If they do this, the entire tech industry in the US will be considered by the rest of the world to be less trustworthy than a tech industry run by North Korea.

osan - 03-18-2016, 04:10 AM
- Reply
Originally Posted by jmdrake

And this is why open source rocks. If this was an open source solution Apple could say "Just go download it yourself twerps." Security through obscurity is inherently flawed.

I meant to address this earlier. I agree. If the security algorithms are correct, Theye can have all the source code they want; it will avail them nothing.

The real problem is the algorithm. Thus far, true randomness and true one-way functions are things of which one dreams. Even one-time pads can be cracked. The methods used are so counterintuitive that most would never imagine them. Then there is the quantum computer, against which it is theorized there is no defense.

As a matter of technology, it may be a forgone conclusion that privacy will become a thing of the part - all else equal, which is often not the case.

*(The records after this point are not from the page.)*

PR #1528, opened 2024-08-13
Add example for xarray groupby reduction causing memory pressure

phofl:
each query runs around 50s, we are fine with spot-with-fallback since we mostly care about memory pressure

### DIFF
--- a/cluster_kwargs.yaml
+++ b/cluster_kwargs.yaml
@@ -37,7 +37,6 @@ spill_cluster:
 group_reduction_cluster:
   n_workers: 20
   worker_vm_types: [m6i.xlarge]  # 4CPU, 16GiB
-  spot_policy: spot_with_fallback
   region: "us-east-1"  # Same region as dataset
 
 # For tests/workflows/test_embarrassingly_parallel.py
--- a/cluster_kwargs.yaml
+++ b/cluster_kwargs.yaml
@@ -33,6 +33,13 @@ spill_cluster:
   worker_disk_size: 64
   worker_vm_types: [m6i.large]  # 2CPU, 8GiB
 
+# For tests/benchmarks/test_xarray.py
+group_reduction_cluster:
+  n_workers: 20
+  worker_vm_types: [m6i.xlarge]  # 4CPU, 16GiB
+  spot_policy: spot_with_fallback
+  region: "us-east-1"  # Same region as dataset
+
 # For tests/workflows/test_embarrassingly_parallel.py
 embarrassingly_parallel:
   n_workers: 100
--- a/tests/benchmarks/test_array.py
+++ b/tests/benchmarks/test_array.py
@@ -37,10 +37,10 @@ def test_anom_mean(small_client, new_array):
         dims=["time", "x"],
         coords={"day": ("time", np.arange(data.shape[0]) % ngroups)},
     )
-
-    clim = arr.groupby("day").mean(dim="time")
-    anom = arr.groupby("day") - clim
-    anom_mean = anom.mean(dim="time")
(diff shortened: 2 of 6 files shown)


cluster_kwargs.yaml
```diff
@@ -33,6 +33,13 @@ spill_cluster:
   worker_disk_size: 64
   worker_vm_types: [m6i.large]  # 2CPU, 8GiB
 
+# For tests/benchmarks/test_xarray.py
+group_reduction_cluster:
+  n_workers: 20
+  worker_vm_types: [m6i.xlarge]  # 4CPU, 16GiB
+  spot_policy: spot_with_fallback
```
fjetter, line 40: even though we care about memory pressure, this causes the runtime to flake around unnecessarily and our regression detection would trigger unnecessarily.

likewise, if spot instances fail, data replication might also push memory pressure up

```suggestion
```

fjetter: we have tests that run much longer than 50s so I don't think we have to be cost sensitive for this specific addition

tests/benchmarks/test_array.py
```diff
@@ -37,10 +37,10 @@ def test_anom_mean(small_client, new_array):
         dims=["time", "x"],
         coords={"day": ("time", np.arange(data.shape[0]) % ngroups)},
     )
-
-    clim = arr.groupby("day").mean(dim="time")
-    anom = arr.groupby("day") - clim
-    anom_mean = anom.mean(dim="time")
+    with xarray.set_options(use_flox=False):
```
hendrikmakait, line 40: I'd suggest moving the xarray-related tests to `test_xarray.py`.

tests/benchmarks/test_xarray.py
```diff
@@ -0,0 +1,72 @@
...
+        pytest.param(
+            lambda x: x.chunk(time=TimeResampler("ME"))
+            .groupby("time.month")
+            .mean(method="cohorts"),
+            id="chunked-cohorts",
+        ),
+    ],
+)
+def test_xarray_groupby_reduction(group_reduction_client, func):
+    pytest.importorskip("xarray")
```
hendrikmakait, line 57: Let's move these to the top of the module. There's no need to spin up clusters if we don't have xarray installed.

tests/benchmarks/test_array.py
phofl: I'd rather do this as a follow up, but the general idea is good

tests/benchmarks/test_xarray.py
phofl: done

tests/benchmarks/test_xarray.py
```diff
@@ -0,0 +1,70 @@
...
+import fsspec
+import pytest
+from coiled import Cluster
+from distributed import Client
+from xarray.groupers import TimeResampler
+
+from tests.conftest import dump_cluster_kwargs
+from tests.utils_test import wait
+
+xr = pytest.importorskip("xarray")
```
hendrikmakait, line 12: From what it looks like, we can skip the `importorskip` statements, otherwise this shouldn't have worked in the first place. 

IIUC, both `xarray` and `flox` are installed via `ci/environment.yml` which is the basis for all CI jobs and the development environment. If I'm missing something, the suggestion below should fix the order of skips and imports.

```suggestion
from tests.conftest import dump_cluster_kwargs
from tests.utils_test import wait

xr = pytest.importorskip("xarray")
from xarray.groupers import TimeResampler
```

phofl: good point.

the skips are for AB tests if you run on smaller environments

PR #1530, opened 2024-08-15
Adjust TPC-H testing on CI

hendrikmakait:
I don't see a point in testing 10 GB workloads. If we're cost-conscious, I'd rather reduce the frequency of testing.

PR #1531, opened 2024-08-15
Use 50 GB Parquet+PyArrow dataset for H2O tests on CI

hendrikmakait:
Similar to #1530, the 5 GB dataset feels too small to benchmark behavior we care about.

### DIFF
--- a/tests/benchmarks/test_h2o.py
+++ b/tests/benchmarks/test_h2o.py
@@ -31,7 +31,7 @@ if enabled_datasets is not None:
         raise ValueError("Unknown h2o dataset(s): ", unknown_datasets)
 else:
     enabled_datasets = {
-        "5 GB (parquet)",
+        "50 GB (parquet+pyarrow)",
     }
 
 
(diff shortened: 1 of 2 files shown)


fjetter:
how long is one test run (compared to the rest of the suite)?

hendrikmakait:
>  how long is one test run (compared to the rest of the suite)?

I'll have to convert this back to draft, it looks like some of the workloads run OOM.

tests/benchmarks/test_h2o.py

But given the current status quo, open source is the way to go because branches and deltas can be reviewed by one and all. Assuming algorithms equal to their ostensible purposes, competent analysts may determine the integrity of a given implementation to said purpose.

That all said, the lines have been drawn for better or worse. Apple has chosen proprietary means and the DoJ, et al, have made their demands known. One party must prevail and I hope to hell it is not "government". I do, however, question the mechanics of the follow-through on the threats made. What will DoJ do, send in paramilitary teams to physically seize the assets in question? To that possibility, I would hope that Apple would have a monster server plantation offshore in full mirror of their front-line production systems such that the former could be brought immediately to the fore as a self-destruct command was propagated through the machines operating in the trenches. Were I running Apple, I would be on the warpath as this is typed, making damned certain that Theye got nothing of value from us.

There is yet another question, however. Even if Theye obtain that which they seek, what of it? Assuming sound algorithms and their implementations, there is nothing in the code that is going to help them decrypt the phones in question, and I mean NOTHING. The only possible value to Themme would come in the form of backdoors built into the code, which would then have to be returned to Apple. Then, of course, Theye would have to force Apple to sell that hacked product. This would be either known or suspected and Apple would go tits-up shortly thereafter, unless of course they diversified into toasters or erasers for pencils.

Barring some technology unknown in Theire hands, those phones are likely to remain opaque to the prying eyes of the hubris-poisoned bastards at Doj. Getting what they demand, however, sets a number of other precedents that should have people's blood running very much colder in their veins.